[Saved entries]
=== Section Start ===

Issue #903, opened 2026-08-22
Add Headroom to Memory State


naftaly:
See https://github.com/naftaly/Footprint/pull/9 and https://github.com/naftaly/Footprint/pull/10

naftaly:
Landed in #905, merged to develop as 6c59c01e. GitHub only auto-closes on merge into the default branch, so closing by hand.

PR #905, opened 2026-08-29
Add memory headroom to the memory state

naftaly:
Fixes #903.

Adds memory headroom, same as Footprint: how much memory the device as a whole has left before the system has to work to reclaim more. It's tracked alongside level and pressure and recorded into reports.

### DIFF
--- a/.claude/rules/monitors.md
+++ b/.claude/rules/monitors.md
@@ -31,7 +31,7 @@ Built-in monitors are registered via `KSCrashMonitorType` flags in `KSCrashC.c`.
 | Zombie | `"Zombie"` | Messages sent to deallocated ObjC objects | — | — | No |
 | Watchdog | `"Watchdog"` | Main thread hangs (250ms threshold); also fatal when the OS kills the app during a hang | — | Run (`KSHangSidecar`) | No |
 | UserInfo | `"UserInfo"` | User-supplied key-value info (survives crashes) | — | Run (`KSKeyValueStore`) | No |
-| Resource | `"Resource"` | Memory level/pressure, CPU, thermal, battery snapshots; optionally emits non-fatal EXC_RESOURCE reports on CPU warning/critical transitions (`enableCPUExceptionReporting`) | — | Run (`KSCrash_ResourceData`) | No |
+| Resource | `"Resource"` | Memory level/pressure/headroom, CPU, thermal, battery snapshots; optionally emits non-fatal EXC_RESOURCE reports on CPU warning/critical transitions (`enableCPUExceptionReporting`) | — | Run (`KSCrash_ResourceData`) | No |
 
 **Auto-registered monitors** (registered via `__attribute__((constructor))` when their SPM module is linked):
 
--- a/Sources/KSCrashCore/include/KSCrashNamespace.h
+++ b/Sources/KSCrashCore/include/KSCrashNamespace.h
@@ -29,6 +29,7 @@
 #define KSCRASH_NS(SYMBOL) KSCRASH_NS1(KSCRASH_NAMESPACE, SYMBOL)
 
 #define AppMemory KSCRASH_NS(AppMemory)
+#define AppMemoryHeadroomChangedNotification KSCRASH_NS(AppMemoryHeadroomChangedNotification)
 #define AppMemoryKeys KSCRASH_NS(AppMemoryKeys)
 #define AppMemoryLevelChangedNotification KSCRASH_NS(AppMemoryLevelChangedNotification)
 #define AppMemoryPressureChangedNotification KSCRASH_NS(AppMemoryPressureChangedNotification)
@@ -86,6 +87,7 @@
 #define KSCrash KSCRASH_NS(KSCrash)
 #define KSCrashAlertViewProcess KSCRASH_NS(KSCrashAlertViewProcess)
 #define KSCrashAppMemory KSCRASH_NS(KSCrashAppMemory)
+#define KSCrashAppMemoryHeadroomChangedNotification KSCRASH_NS(KSCrashAppMemoryHeadroomChangedNotification)
 #define KSCrashAppMemoryKeys KSCRASH_NS(KSCrashAppMemoryKeys)
 #define KSCrashAppMemoryLevelChangedNotification KSCRASH_NS(KSCrashAppMemoryLevelChangedNotification)
 #define KSCrashAppMemoryNewValueKey KSCRASH_NS(KSCrashAppMemoryNewValueKey)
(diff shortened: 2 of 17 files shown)


kstenerud:
Looks good. One note before the findings. Copilot's exact-size suggestion on the sidecar reader would break it: `ksfu_mmap` seeks to `size` then writes one byte, so every sidecar is `sizeof(struct) + 1` on disk, 113 bytes for v1 and 137 for v2. Requiring exact sizes would reject every file. The lenient reader is right. Same for its 32-bit struct concern, since both size claims are `_Static_assert` and a layout change would be a build failure.

**1. Headroom has no hysteresis**

Level tracks this app's footprint against its own limit. Pressure comes from the kernel already debounced. Headroom is a different kind of signal: free plus purgeable plus file-backed across the whole device, moved continuously by every process, and this app controls none of it.

`_heartbeat:` samples at 1Hz and compares with a plain `newHeadroom != oldHeadroom`. On a band change it calls every observer block on the heartbeat queue, which includes the resource monitor's, so that takes `g_resourceLock`, rewrites nine fields and dirties the mmap page. Then `postStateChangeNotification` does a `dispatch_async` onto the main queue and posts a notification there.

=== Section End ===

* Exercise goal *
Quote every line from the beginning of the entries up to and including the line that contains "Fixes #903.".

* Answer to the problem *
Issue #903, opened 2026-08-22
Add Headroom to Memory State


naftaly:
See https://github.com/naftaly/Footprint/pull/9 and https://github.com/naftaly/Footprint/pull/10

naftaly:
Landed in #905, merged to develop as 6c59c01e. GitHub only auto-closes on merge into the default branch, so closing by hand.

PR #905, opened 2026-08-29
Add memory headroom to the memory state

naftaly:
Fixes #903.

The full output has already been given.